**** Provided information

Issue #294, opened 2019-10-31
AzureKeyVaultProvider should move to the latest Azure KeyVault Libraries


Petermarcu:
### Describe the bug
AzureKeyVaultProvider should move to the latest Azure KeyVault Libraries.

https://www.nuget.org/packages/Azure.Security.KeyVault.Keys
https://www.nuget.org/packages/Azure.Security.KeyVault.Secrets

Petermarcu:
@AlexGhiondea

Petermarcu:
@David-Engel @cheenamalhotra

m1nkeh:
but for why.. is there actually something which will be fixed, or just for the fun? :)

heaths:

********

• What is being asked
Your task is to output the full set of records exactly as presented.

• Reply to the task
Issue #294, opened 2019-10-31
AzureKeyVaultProvider should move to the latest Azure KeyVault Libraries


Petermarcu:
### Describe the bug
AzureKeyVaultProvider should move to the latest Azure KeyVault Libraries.

https://www.nuget.org/packages/Azure.Security.KeyVault.Keys
https://www.nuget.org/packages/Azure.Security.KeyVault.Secrets

Petermarcu:
@AlexGhiondea

Petermarcu:
@David-Engel @cheenamalhotra

m1nkeh:
but for why.. is there actually something which will be fixed, or just for the fun? :)

heaths:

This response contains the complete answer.